Pioneering research to develop man-made bone to help patients with diseased and damaged bone is a step closer to the market.
The University of Aberdeen has struck a multiple licensing deal with ApaTech Ltd - a world leading orthobiologics company focused on the development of synthetic bone graft technologies.
The three licence agreements mean the company can exploit three different technologies developed at the University from research led by Dr Iain Gibson and Dr Jan Skakle, from the Department of Chemistry and the School of Medical Sciences.
Dr Gibson has spent 13 years developing synthetic materials that mimic bone and could be used to repair and regenerate bone in patients requiring spinal surgery. These could also be used to help people with osteoporosis, bone injuries from accidents or sports, or act as a “filler” to patch diseased and damaged bone.
The material has yet to be used in patients. But it is hoped that taking this technology from its current early design stage, to a product that surgeons can use, will take two to four years of development by ApaTech.
The three new technologies that ApaTech will advance were worked on by two University of Aberdeen PhD students whose studentships were funded by the company. These innovations will:
- Allow ApaTech to expand and build on the science to incorporate biologically active silicon into orthopaedic bone graft materials to deliver better bone repair.
- Enable improved MRI imaging of synthetic bone graft materials.

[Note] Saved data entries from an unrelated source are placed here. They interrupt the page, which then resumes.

PR #943, opened 2024-06-25
feat: use thumbnail as ebook cover

Monirzadeh:
this PR try to test different solution for eBook cover.
- first solution is use thumbnail as cover simple and fast but aspect ration is not the best


internal/core/ebook.go
```diff
@@ -62,6 +62,11 @@ func GenerateEbook(deps *dependencies.Dependencies, req ProcessRequest, dstPath
 
 	ebook.SetTitle(book.Title)
 	ebook.SetAuthor(book.Author)
+	if deps.Domains.Storage.FileExists(bookmarkThumbnailPath) {
+		absoluteCoverPath := fp.Join(deps.Config.Storage.DataDir, bookmarkThumbnailPath)
```
fmartingr, line 66:
```suggestion
		// TODO: Use `deps.Domains.Storage` to retrieve the file.
		absoluteCoverPath := fp.Join(deps.Config.Storage.DataDir, bookmarkThumbnailPath)
```

fmartingr (approved):
This is a good first step. 👍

This would lead to better monitoring of the healing process.
- Further develop scientific understanding of how bone graft materials can enhance bone regeneration.
Professor Dominic Houlihan, Vice Principal for Research and Commercialisation at the University of Aberdeen, said: “The University of Aberdeen is delighted to have signed three licensing deals with ApaTech which will allow the company to take these innovative technologies closer to the market.
“ApaTech is leading the way with the development of synthetic bone for a global market that is enormous. For example, orthopaedic spinal operations are the second fastest growing orthopaedic surgical area. In America alone $3bn is spent each year on spinal repair devices, and these technologies have the potential to capture a significant part of this market.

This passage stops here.